Sentiment and Claims on X
- X Posts: Users like @KreatelyMedia and @teamparveen claim Pakistan’s daily loss is approximately $500,000, with flight numbers dropping from 400 to under 20. These figures, while not independently verified in traditional sources, align with estimates based on 2019 data adjusted for inflation and broader rerouting. Conversely, Pakistani users like @waqarsatti and @chsandhilaa initially claimed the closure would cost Indian airlines $500 million monthly, a figure debunked as Indian losses are spread across a larger market. @NarenMenon1 called Pakistan’s move “collective stupidity,” highlighting the loss of fees from India’s growing aviation sector.
- Critical Analysis: The $500,000 daily loss figure may be slightly exaggerated, as 2019 estimates pegged losses at $300,000–$760,000 (including PIA’s operational costs). However, the inclusion of European carriers’ rerouting and higher fees for larger aircraft could push current losses closer to the claimed amount. The drop to “less than 20 flights” lacks precise confirmation but is plausible given the reported exit of major airlines. These claims reflect Indian sentiment celebrating Pakistan’s self-inflicted economic harm, while Pakistani narratives overestimate India’s losses.
Broader Implications
- Economic Strain: Pakistan’s aviation sector, contributing $5.6 billion to GDP compared to India’s $53.6 billion, faces severe pressure.

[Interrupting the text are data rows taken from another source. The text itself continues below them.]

PR #11419, opened 2024-05-23
Implement missing `RemoveToolTip` on `UpDownBase` to cleanup `ToolTip`

### LINKED ISSUE #11417: Can't remove tooltip once added to NumericUpDown
### .NET version

8.0.4

No

I don't think so.

### Issue description

    var f = new Form();
    var n = new NumericUpDown(); // can't realy clear tooltip once set
    // var n = new TextBox();    // we can clear tooltip
    var t = new ToolTip();
    var b = new Button { Left = 100, Top = 50, Text = "Clear"};
    b.Click += (_, _) => t.SetToolTip(n, null);
    
    f.Controls.Add(n);
    f.Controls.Add(b);

    t.SetToolTip(n, "haha ha");

    f.ShowDialog();

Once tooltip set on NumericUpDown, it can't be cleared. In this sample, After click the clear button, tooltip removed on textbox but not on numericupdown.

### Steps to reproduce

Create a winforms app, set tooltip to numericupdown, try to clear the tooltip, and you will see it doesn't work.

It was shocking to find out this issue exists  in .net framework, too.

elachlan:
Makes sure that the `_upDownEdit` and `_upDownButtons` have their tooltip removed.

Fixes #11417

I am unsure how to add tests for this. I manually tested the fix.

### DIFF
--- a/src/System.Windows.Forms/tests/UnitTests/System/Windows/Forms/UpDownBaseTests.cs
+++ b/src/System.Windows.Forms/tests/UnitTests/System/Windows/Forms/UpDownBaseTests.cs
@@ -3032,6 +3032,13 @@ public class UpDownBaseTests
 
         Assert.Equal(text, actualEditToolTipText);
         Assert.Equal(text, actualButtonsToolTipText);
+
+        toolTip.SetToolTip(upDownBase, null); // Invokes UpDownBase's SetToolTip inside
+        actualEditToolTipText = toolTip.GetToolTip(upDownBase._upDownEdit);
+        actualButtonsToolTipText = toolTip.GetToolTip(upDownBase._upDownButtons);
+
+        Assert.Equal("", actualEditToolTipText);
+        Assert.Equal("", actualButtonsToolTipText);
     }
 
     private class CustomValidateUpDownBase : UpDownBase
--- a/src/System.Windows.Forms/tests/UnitTests/System/Windows/Forms/UpDownBaseTests.cs
+++ b/src/System.Windows.Forms/tests/UnitTests/System/Windows/Forms/UpDownBaseTests.cs
@@ -3021,24 +3021,24 @@ public class UpDownBaseTests
         string actualEditToolTipText = toolTip.GetToolTip(upDownBase._upDownEdit);
         string actualButtonsToolTipText = toolTip.GetToolTip(upDownBase._upDownButtons);
 
-        Assert.Empty(actualEditToolTipText);
-        Assert.Empty(actualButtonsToolTipText);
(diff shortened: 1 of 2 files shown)


Olina-Zhang:
> @Olina-Zhang can your team please test this fix?

Tested this PR based on the latest .NET 9.0 SDK build for GH Issue: https://github.com/dotnet/winforms/issues/11417, it is fixed with no new issue found.

Fixed

elachlan:
Thank you @Olina-Zhang!!

lonitra:
Looks like we have a test that checks what we set the tooltip for UpDownBase if what is expected. 
https://github.com/dotnet/winforms/blob/f53f153808bbbaddda3f0c1e994e8a3b5cc085a9/src/System.Windows.Forms/tests/UnitTests/System/Windows/Forms/UpDownBaseTests.cs#L3015-L3035

We can use this as a base to write another test checking if setting to empty works as expected. Could you test if setting the tooltip multiple times works as expected as well?

elachlan:
Thanks I'll write one up and test asap.

elachlan:
@lonitra I added the code to the existing test, since we would have to have the whole test replicated again anyway to set the initial tooltip text.

src/System.Windows.Forms/tests/UnitTests/System/Windows/Forms/UpDownBaseTests.cs
```diff
@@ -3032,6 +3032,13 @@ public void UpDownBase_Invokes_SetToolTip_IfExternalToolTipIsSet()
 
         Assert.Equal(text, actualEditToolTipText);
         Assert.Equal(text, actualButtonsToolTipText);
+
+        toolTip.SetToolTip(upDownBase, null); // Invokes UpDownBase's SetToolTip inside
+        actualEditToolTipText = toolTip.GetToolTip(upDownBase._upDownEdit);
+        actualButtonsToolTipText = toolTip.GetToolTip(upDownBase._upDownButtons);
+
+        Assert.Equal("", actualEditToolTipText);
```
lonitra, line 3040:
```suggestion
        Assert.Equal(string.Empty, actualEditToolTipText);
```

Ditto below as well. Could we go ahead and change this test to use fluent assertions since we are already here? (no need to do the entire file, unless you would like to of course :) )

elachlan: I've pushed the change to fluent assertions for the test.

lonitra (approved):
🚀

Tanya-Solyanik (approved):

With a debt-to-GDP ratio of 70% and reliance on IMF bailouts, the loss of overflight revenue—potentially $180 million over a year—could deepen its economic crisis.
- Regional Tensions: The airspace closures, part of broader measures like India’s suspension of the Indus Waters Treaty and trade bans, signal a dangerous escalation. The UN Security Council’s May 5, 2025, consultations and mediation offers from Russia and Iran underscore global concerns about a nuclear-armed standoff.
- Aviation Logistics: Indian flights now face longer routes, adding 2–4 hours to journeys and costing $306 crore ($36 million) monthly. IndiGo has suspended flights to Tashkent and Almaty, and Air India’s Delhi-North America routes require technical stops in Vienna or Copenhagen. Pakistan’s rerouting via China adds operational complexity, potentially isolating its aviation market.
Conclusion
Pakistan’s closure of its airspace to Indian airlines, followed by India’s reciprocal ban and European carriers’ rerouting, has slashed its daily flight traffic from 400 to fewer than 20, costing an estimated $500,000 per day in overflight fees. While 2019 data suggests losses of $300,000–$760,000 daily, the current figure is plausible given broader disruptions. Pakistan’s struggling aviation sector, dwarfed by India’s, faces significant economic fallout, while Indian carriers, though impacted, have more resilience. The standoff, rooted in the Pahalgam attack, risks further escalation, with global calls for de-escalation growing urgent. For precise updates, check sources like Reuters or India Today.